Auf einem roten Sofa mit «Bliss»

Der Groupie-Talk: Unverblümte Angriffe am CD-Stand, die Verfolgung an der ungarischen Hochzeit und die gruseligen «Kinder des Zorns»

Die A-cappella-Comedy-Band Bliss, die zurzeit die halbe Schweiz mit ihrem neuen Programm «Die Premiere» beglückt, hat mit watson über ihre Groupie-Erfahrungen geplaudert – auf einem roten Sofa im aargauischen Irgendwo. 

12.05.14, 14:58 24.06.14, 09:30

Am besten – so dachte ich mir jedenfalls – wäre es, wenn ich das ganze Gespräch als Lustspiel in drei Akten erzähle. Nicht, dass das viel mehr Ordnung in dieses wirre Interview bringen würde, aber es gibt Ihnen sicherlich einen authentischen Eindruck von dieser illustren A-cappella-Truppe, die durchaus ihre wilden Zeiten erlebte. Auch wenn ich die Hälfte des Materials zensieren musste, bleiben noch immer ein paar schmucke Anekdoten aus dem Leben dieser sechs Bühnenraudis. 

Die Protagonisten

Nicht anwesend war Christian Hiesch, der sich mit seinen Schülern irgendwo in einem Baselbieter Wald herumtrieb. Zum Beweis hat er mir nach dem Interview ein Foto gezeigt, auf dem er im Extrem-Regenschutz zu sehen ist. Viktor Szlovaks Auftritt fällt in den zweiten Akt des Interviews. 

Bliss – Die Band

Geboren wurde Bliss – womöglich ein bisschen ungewohnt für eine Comedy-A-cappella-Band – in einer Kirche. Für die Ordination von Claudio Tolfos Bruder wurde eine musikalische Untermalung des Gottesdienstes verlangt: «Dieses kurze Intermezzo kam gut an und wir sahen uns bestätigt, auf dieser Schiene weiterzufahren.» Und so schlichen sich die Sänger langsam heraus aus dem heiligen Rahmen, erweiterten ihr Repertoire, füllten ihre Reihen mit einem Tourmanager, einem Produzenten, Licht- und Tontechnikern und probten mit Vocal Coaches, Choreographen und Regisseuren. Alle weiteren Informationen zur Band finden Sie auf der Bliss-Homepage oder auf Facebook

Aus dem Interview mit Christian Hiesch

Der Ort

Wir befinden uns in Endingen. Das ist irgendwo im tiefen Aargau. Hier gibt es keinen Bahnhof, dafür aber eine Mehrzweckhalle. Und da findet dieses wundersame Gespräch statt. 

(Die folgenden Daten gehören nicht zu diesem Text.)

PR #5930, opened 2025-07-06
added textual.getters

willmcgugan:
Good for DRY

- Adds `getters.query_one`
- Adds `getters.child_by_id`

These create nicely typed properties which return a Widget.

```python
class MyWidget(Widget):
    @property
    def my_input(self) -> Input:
        return self.query_one("#my_input", Input)
```

Can be replaced with:

```python
class MyWidget(Widget):
    my_input = getters.query_one("#my_input", Input)
```

Works nicely, just don't look behind the curtain.

### DIFF
--- a/CHANGELOG.md
+++ b/CHANGELOG.md
@@ -11,6 +11,10 @@ and this project adheres to [Semantic Versioning](http://semver.org/).
 
 - Added textual.getters 
 
+### Changed
+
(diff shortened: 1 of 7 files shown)


python-and-novella:
`query_one`'s `__get__` is using `obj.query_one`,
I think it is maybe better for `child_by_id`'s `__get__` to use `obj.get_child_by_id`.

Issue #5928, opened 2025-07-06
Cursor removed in read-only TextArea


TomJGooding:
You can still navigate and select the text in read-only mode, so don't we need the cursor?

_Originally posted by @TomJGooding in https://github.com/Textualize/textual/pull/5925#discussion_r2187634303_

Here's an example to demonstrate:

```python
from textual.app import App, ComposeResult
from textual.widgets import TextArea


class ExampleApp(App):
    def compose(self) -> ComposeResult:
        yield TextArea(
            "Try navigating by holding down the arrow keys. This is a "
            + "very, " * 10
            + "very long line. "
            + "While you're here, try pressing 'ctrl+shift+right'"
            + "Are we nearly there yet? This line seems endless!",
            read_only=True,
            soft_wrap=False,
        )


if __name__ == "__main__":
    app = ExampleApp()
    app.run()
```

1. Akt: Doris, die Rock 'n' Roll Zeit und der CD-Stand

Tom: Wie viele Damen sind denn heute Abend wegen dir hier? 

Claudio: Null. 

Tom: Eben. Die Doris (Name geändert) kommt vielleicht. 

Interviewerin: Wer ist Doris? 

Tom: Eine alte Freundin, die mit mir zusammen Snowboard-Lehrerin war. 

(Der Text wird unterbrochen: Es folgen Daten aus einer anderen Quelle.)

PR #5943, opened 2025-07-09
fix: fix regexes for mouse escape sequences

TomJGooding:
Fix potential issues with the regexes for mouse escape sequences, which were recently updated to allow negative coordinates.

- Fix the updated character class `[-?\d;]`. This will match the literal character `?` which I assume was not the intention.
- Fix the regex for SGR mouse sequences, where the first parameter is the button value and should not be negative.

_(Note for reviewers: These regexes are the same as my original PR #5688 which was superseded, so if I've just misunderstood why the updated regexes are more correct please let me know!)_

- [ ] Updated documentation

### DIFF
--- a/src/textual/_xterm_parser.py
+++ b/src/textual/_xterm_parser.py
@@ -18,7 +18,7 @@ from textual.message import Message
 # to be unsuccessful?
 _MAX_SEQUENCE_SEARCH_THRESHOLD = 32
 
-_re_mouse_event = re.compile("^" + re.escape("\x1b[") + r"(<?[-?\d;]+[mM]|M...)\Z")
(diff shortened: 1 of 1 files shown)


src/textual/_xterm_parser.py
```diff
@@ -50,7 +50,7 @@
 
 
 class XTermParser(Parser[Message]):
-    _re_sgr_mouse = re.compile(r"\x1b\[<(-?\d+);(-?\d+);(-?\d+)([Mm])")
+    _re_sgr_mouse = re.compile(r"\x1b\[<(\d+);(-?\d+);(-?\d+)([Mm])")
```
willmcgugan, line 53: The irony is that the terminal shouldn't send hyphens in any of those fields. But I guess we haven't seen negative mouse buttons in the wild, so this makes sense.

Claudio, Matthias und Lukas nuscheln im Hintergrund. Sie spekulieren wild und vermuten allerlei schmutzige Groupie-Geschichten im Zusammenhang mit besagter Doris.  

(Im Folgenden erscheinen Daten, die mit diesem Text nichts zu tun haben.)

PR #5945, opened 2025-07-10
Fix query wrong type

willmcgugan:
Thanks to @TomJGooding for spotting a test wasn't running.

Enable the test revealed a few bugs. Namely `WrongType` wasn't being thrown by the original implementation, contrary to the docs.


TomJGooding:
Wasn't expecting this to open a can of worms, sorry!

willmcgugan:
> Wasn't expecting this to open a can of worms, sorry!

I wonder if I subconsciously sabotaged that test, to avoid fixing this?

PR #5948, opened 2025-07-10
Optimize query_one

willmcgugan:
A special case optimization for `query_one` with a simple id selector.

Previously `widget.query_one("#foo")` would search each node in turn until it found a matching ID. In most cases this is quick enough, but here are potential pathological cases where it could be slow.

This update uses the index on the node list to make this much faster.


willmcgugan:
@TomJGooding Want to take a gander?

PR #5950, opened 2025-07-10
WIP Markdown streaming

willmcgugan:
- Adds a Markdown.update method which appends to the Markdown widget
- Change to the anchor API (breaking change)


TomJGooding:
I'd be so tempted to name these methods `drop_anchor` and `weigh_anchor`, so kudos for resisting that urge!

PR #6587, opened 2026-06-18
Fix #4968: give every Button subclass its own Pressed message class

### LINKED ISSUE #4968: `@on` decorator matches widget subclass unexpectedly

RachelXiaolan:
Fixes Textualize/textual#4968.

## Bug

`@on(MyButton.Pressed)` fires for regular `Button` clicks because Python does not inherit nested classes — `MyButton(Button).Pressed is Button.Pressed`. Both decorators end up registering handlers against the same message class, breaking the subclass distinction.

## Fix

Two parts in `src/textual/widgets/_button.py`:

1. `Button.__init_subclass__` now creates a fresh `Pressed` subclass for every Button subclass. The new class inherits from the parent's `Pressed` so all field/method shape is preserved, but has its own `__qualname__` (`MyButton.Pressed`) and identity.

2. `Button._on_click` posts `self.Pressed` instead of the hard-coded `Button.Pressed`, so the post uses the subclass-specific class.

`handler_name` is explicitly preserved (`on_button_pressed`), so existing on_button_pressed naming-convention handlers keep matching.

## Tests

`tests/test_on_subclass.py` — 3 cases:
- `test_4968_base_button_click_does_not_fire_subclass_on_handler` — original bug repro
- `test_subclass_button_click_fires_subclass_on_handler` — MyButton click fires both handlers (MRO walk)
- `test_button_subclass_pressed_classes_are_distinct` — sanity

Full test_on + test_message_pump + test_screens + test_widget + test_modal + test_app run: 111 passed, 1 pre-existing failure (test_hover_update_styles, unrelated — fails on the unmodified base too).

Refs: AI-2138

### DIFF
--- a/src/textual/widgets/_button.py
+++ b/src/textual/widgets/_button.py
@@ -44,6 +44,33 @@ class Button(Widget, can_focus=True):
 
     """
 
+    def __init_subclass__(cls, **kwargs: object) -> None:
+        super().__init_subclass__(**kwargs)
+        # Give each Button subclass its own Pressed message class so that
+        # `@on(MyButton.Pressed)` only matches MyButton click events, not
+        # generic Button clicks. Without this, all subclasses share the
+        # parent's nested Pressed class (Python does not inherit nested
+        # classes), so the message type distinction is lost.
+        # See https://github.com/Textualize/textual/issues/4968
+        parent_pressed = getattr(cls, "Pressed", None)
+        if parent_pressed is not None:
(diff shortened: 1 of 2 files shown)


willmcgugan:

PR #6590, opened 2026-06-22
fix: auto-width columns shrink when widest row is removed

### LINKED ISSUE #3449: DataTable auto-width columns don't shrink back down

xbrxr03:
## Summary

Fixes #3449 — DataTable auto-width columns do not shrink back down when the row containing the widest cell is removed.

## The Bug

When `remove_row()` is called on a DataTable with auto-width columns, the column widths are never recalculated. This means removing the row that contained the widest cell in a column leaves the column stuck at its old width, even though all remaining rows are narrower.

This is because `remove_row()` deletes the row data and updates row locations, but never triggers a column width recalculation. The existing `_update_column_widths()` method only handles cells that were explicitly updated (via the `updated_cells` set), so it cannot detect when a removed row was the one setting the maximum width.

## The Fix

Added `_recalculate_auto_width_columns()` which recomputes `content_width` for each auto-width column by measuring all remaining cells after row removal. Called from `remove_row()` after deleting the row data but before refreshing the layout.

### Key behaviors:
- If no rows remain, column width collapses to just the label width
- If rows remain, column width becomes `max(widest remaining cell, label width)`
- Fixed-width columns (auto_width=False) are unaffected

## Testing

- ✅ New test: `test_remove_row_auto_width_columns_shrink` — verifies that removing the widest row shrinks the column width
- ✅ All 88 existing DataTable tests pass
- ✅ Reproducible with the example app from the issue (press R to remove row, column now shrinks)

## Reproduction

The original issue includes a complete reproduction app. With this fix:

1. Run the example app — columns are sized to fit the widest content
2. Press R to remove the row with `"Aleksandr Sadovnikov ============="` (the widest cell)
3. **Before fix**: Column stays wide ✗
4. **After fix**: Column shrinks to fit remaining content ✓

### DIFF
--- a/src/textual/widgets/_data_table.py
+++ b/src/textual/widgets/_data_table.py
@@ -1362,6 +1362,44 @@ class DataTable(ScrollView, Generic[CellType], can_focus=True):
             else 0
         )
 
+    def _recalculate_auto_width_columns(self) -> None:
+        """Recalculate content_width for all auto-width columns.
+
+        Called after removing a row, since the removed row may have contained
+        the widest cell in one or more columns. Without this, auto-width
+        columns never shrink back down when their widest content is removed.
+        """
+        console = self.app.console
+        for column_key, column in self.columns.items():
+            if not column.auto_width:
+                continue
+
+            label_width = measure(console, column.label, 1)
+
+            if not self.rows:
+                # No rows left — column width collapses to just the label
+                column.content_width = label_width
+                continue
+
+            max_cell_width = 0
+            for row_key in self.rows:
+                if column_key not in self._data.get(row_key, {}):
+                    continue
+                cell_value = self._data[row_key][column_key]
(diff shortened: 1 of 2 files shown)


willmcgugan:

PR #6632, opened 2026-07-06
Docs: add constrain to styles reference

### LINKED ISSUE #2619: Add `constrain` to the styles reference
Looks like `constrain` isn't in the styles reference yet.

chaitanyayad:
Closes #2619

Adds a documentation page for the `constrain`/`constrain-x`/`constrain-y` styles, which were missing from the styles reference. Follows the same structure as other enum-style docs (e.g. `box-sizing`) and links it into the nav.


willmcgugan:
Wording needs to be clearer. Without context, reading this wouldn't help much.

Tom (leicht amüsiert): Hat es noch Bier? 

Tom (drei Sekunden später leicht genervt): Jetzt lasst doch endlich die Doris aus dem Spiel, HALLOOO?! Ich hab nur mit ihr Mittag gegessen und ab und an hatten wir zusammen einen «Aff».

Claudio: Aber es geht doch in diesem Gespräch um Groupies, und sie ist die Einzige, die heute Abend kommt. 

Matthias (philosophisch dreinschauend, mit Blick gen Himmel): Ja. Womöglich haben wir in punkto Groupies ein bisschen nachgelassen. Das liegt wohl an unserem Alter. Die Rock 'n' Roll Zeiten sind vorbei. Und wir arbeiten mehr und professioneller als früher. Du kannst nicht mehr fünf Mal in der Woche abstürzen und dich des nachts mit den Frauen vergnügen. Das geht natürlich auch nicht mehr wegen der innenpolitischen Situation.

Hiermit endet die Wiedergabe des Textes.